The Berlin Process for the Western Balkans: Four Recommendations to Achieve Progress

18 January 2023

Intended to promote cooperation between the Western Balkans and to advance the region, little has been achieved since 2014. Branimir Jovanović and Mario Holzner on what should be done

By Branimir Jovanović and Mario Holzner

image credit: Bundesregierung/Carstensen

  • Designate the support and acceleration of the Western Balkan countries’ accession to the EU as the first and most important objective of the Berlin Process.
  • Focus not only on actors from the Western Balkans but also on actors from the EU. In a symbolic sense, it is “Berlin” that should do more in the process, because the reasons for the slow and unsatisfactory progress lie not only in the Balkans.
  • The Berlin Process should provide greater financial support for the region, in order to increase economic development and decrease social inequalities.
  • The Berlin Process should try to merge with or at least support Open Balkan, an initiative for regional cooperation launched by Albania, North Macedonia and Serbia. Unlike the Berlin Process, it is supported and driven by local actors, and the politicians and political decision-makers of the Balkans are much more committed to it than to any other initiative.
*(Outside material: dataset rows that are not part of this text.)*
PR #470, opened 2026-04-29
Add some missing and changed details to delta specification

dslmeinte:


delta/description.adoc
```diff
@@ -151,16 +152,24 @@ If the flag is `true`, this is the last _continued chunk_.
 If the flag is `false`, one or more _continued chunk_ messages will follow.{fn-org425}
 
 There MUST NOT be any message in the same <<channel>> between the _chunked message_ and all related _continued chunks_.
+The continued chunks SHOULD be sent across the <<channel>> in increasing order of consecutive sequence number.
```
joswarmer: Since all messages MUST be sent in order, why make an exception for here.

PS I could not find the statement that all message MUST be sent in order, we should add this to the spec.

delta/description.adoc
```diff
@@ -170,9 +179,9 @@ It is only valid in <<commands>>, i.e. MUST NOT be used for <<events>> or <<quer
 If present and set to `true`, the repository MUST copy the additional info to all events that result from the command, and distribute the additional info to all participants receiving the event.
 
 * [[additionalInfo.message]]`message` is a human-readable string describing the additional info.
-* [[additionalInfo.data]]`data` is a flat map with 0 or more arbitrary keys and values.
+* [[additionalInfo.data]]`data` is a map – meaning, a dictionary-like JSON object – with 0 or more arbitrary keys and values.
```
joswarmer: If I understand correctly this is a (big) change in the actual JSON serialization.
What used to be:
```
additionalInfos: [ 
     {
        "kind": "info",
        "message": "Hello there!",
        "data": [ 
            { "key": "nodeid", "value: "Node-21" }
            { "key": "index", "value: "33" }
        ]
    },
]
```
now becomes:
```
additionalInfos: [
    {
        "kind": "info",
        "message": "Hello there!",
        "data": [ 
            { "nodeid": "Node-21" }
            { "index": "33" }
        ]
    },
]
```
Right?

dslmeinte: Correct.

The specification already always phrased it like that — at least in my interpretation. Now we just clarified it in the specification a bit, and aligned the JSON Schema with it.

delta/description.adoc
dslmeinte: I’m not sure we ever made that demand: the transport protocol might not be able to provide a guarantee about that. Maybe discuss that on Friday? It’ll then have to be without me, though.

delta/description.adoc
joswarmer: Still,  all implementations have to change now, just wanted to make sure I understand.

delta/description.adoc
joswarmer: To repeat a discussion t hat Meinte and I had in a TypeScript PR.

If events arrive out of order, even one single client will not work correctly using the delta protocol with the server. E.g. the client sends:

- `AddChild`: Add Child (anywhere) with node id = A
- `AddProperty`: Add property to node with id A
If these arrive not in order, and the `AddProperty` comes first, this command will be incorrect (node with ID A does not exist).

My conclusion is that if the order received is different from the order sent the whole delta protocol will, never work. Therefore we should specify that the transport protocol MUST deliver messages in the order that they are sent.

Or ... the messages from the client should have a sequence number (like the events), ensuring that the server knows their intended order.

Or .... any other ideas?

enikao: That's why we introduced [Event Sequence Number](https://lionweb.io/specification/delta/delta-api.html#event-sequence-number)

delta/description.adoc
enikao: I'd prefer not to mention JSON in the spec. I'm really fond of decoupling spec and serialization.

enikao: Add link to #471

delta/description.adoc
enikao: let's link, and use the right name of, `ContinuedChunkSequenceNumber`

delta/description.adoc
```diff
@@ -151,16 +152,24 @@ If the flag is `true`, this is the last _continued chunk_.
...
+The continued chunks SHOULD be sent across the <<channel>> in increasing order of consecutive sequence number.
 
 _Continued chunks_ include:
 
 * <<qry-ChunkedQueryResponse>>
 * <<cmd-ChunkedCommand>>
 * <<evnt-ChunkedEvent>>
 
+.Errors
+* Split message already completed: continued chunk received with a higher consecutive sequence number than the first one for which the <<continuedChunkCompletedFlagType>> was `true`.
```
enikao: let's link, and use the right name of, `ContinuedChunkSequenceNumber`

delta/description.adoc
```diff
@@ -151,16 +152,24 @@ If the flag is `true`, this is the last _continued chunk_.
...
+* Continued chunk sequence declared complete more than once: multiple continued chunks (with different consecutive sequence numbers) had their <<continuedChunkCompletedFlagType>> set to `true`.
```
enikao: let's link, and use the right name of, `ContinuedChunkSequenceNumber`

delta/description.adoc
```diff
@@ -151,16 +152,24 @@ If the flag is `true`, this is the last _continued chunk_.
...
+* Received continued chunk with consecutive sequence number that was already seen.
```
enikao: let's link, and use the right name of, `ContinuedChunkSequenceNumber`

delta/description.adoc
enikao: I'd rephrase to "... than a previous one for which ..."

delta/description.adoc
```diff
@@ -151,16 +152,24 @@ If the flag is `true`, this is the last _continued chunk_.
...
+* Continued chunks refers to a non-existent query/command/event.
```
enikao: chunk as singular

delta/description.adoc
```diff
@@ -151,16 +152,24 @@ If the flag is `true`, this is the last _continued chunk_.
...
+* Continued chunk refers to a query/command/event that’s not splittable or doesn’t have its <<splitFlagType>> set to `true`.
+
```
enikao, line 174: Another error: channel had a non-continued message before continued messages finished.

delta/continuedChunk/ChunkedEvent.adoc
enikao: Shall we rename this to "Continued Event" (and the same for "Continued Command" and "Continued query response"?

#472

enikao: What if `continuedChunkSequenceNumber` and `sequenceNumber` contradict (i.e. don't increase in the same way)?

See also #475

delta/description.adoc
joswarmer: As I remember we introduced event sequence number mainly to allow a client to see that a message was lost, not to allow delivery in the incorrect order. So the second option above is to add a CommandSequenceNumber.

As our main target we are using today is WebSockets and they guarantee delivery in order, I think we should require this from the network protocol (first option above). Note that allowing commands and events to arrive in random order makes things quite more complicated for both clients and servers.

delta/continuedChunk/ChunkedEvent.adoc
joswarmer: @enikao Good idea, sounds consistent

delta/description.adoc
enikao: You're right, that was the reason for event sequence number.

I also do the reordering in C# (I think that's not violating the spec).

For commands it makes less sense as the repo decides on the order anyways, so no client can be sure about the application order (of either its own commands or any other clients').

joswarmer: The server should always apply the commands in the order sent by one client.  For this it needs to know the order as intended. Even in the trivial example above this is needed.

The server _may_ decide to do some conflict resolution, between commands from different clients, but it will need the intended order as sent by the client to be able to make any kind of sensible decision.

Conflict resolution between commands _from the same client_ should _never_ be needed, as a client should send commands based on the status after having applied the previous command.

delta/continuedChunk/ChunkedEvent.adoc
dslmeinte: Let’s update the spec. in a different PR, after having discussed #475.

delta/description.adoc
dslmeinte: I think we should discuss this further outside of this PR: let’s talk about this next Friday (May 8th)?

dslmeinte:
Commits pushed which should address all review comments (at least the ones I marked as resolved).

delta/description.adoc
joswarmer: Agreed, important to discuss separately. I will try to be at the meeting this week, although it is an open office meeting.

joswarmer (approved):

delta/description.adoc
enikao: (sorry, forgot to unresolve)

dslmeinte: Is it OK to retain “dictionary“?

enikao: ok, although I don't see the clarification over "map" a few words in front.

dslmeinte: Pushed 1 more commit.

enikao (approved):

delta/description.adoc
enikao: See also #483, #484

The Berlin process was initiated by Germany in 2014 as a platform for high-level cooperation between Albania, Bosnia-Herzegovina, Kosovo, North Macedonia, Montenegro and Serbia as well as some EU member states. The first summit took place in Berlin in August 2014. Although this has never been officially declared, the summit was clearly connected to the five-year halt to EU enlargement announced by Jean-Claude Juncker, President of the European Commission, in July of the same year.[1] In a way, the Berlin Process was a gesture to the Western Balkan countries that they had not been forgotten, and also an attempt to maintain their momentum of integration with regards to Europe.

The process was initially projected to last for four years, but was continued beyond that. Every year, summits are organised by different EU countries. So far, there have been summits in Berlin (2014), Vienna (2015), Paris (2016), Trieste (2017), London (2018), Poznań (2019) and virtual summits organised by Bulgaria and North Macedonia in 2020 and by Germany in 2021. The 2022 summit was held in Berlin again.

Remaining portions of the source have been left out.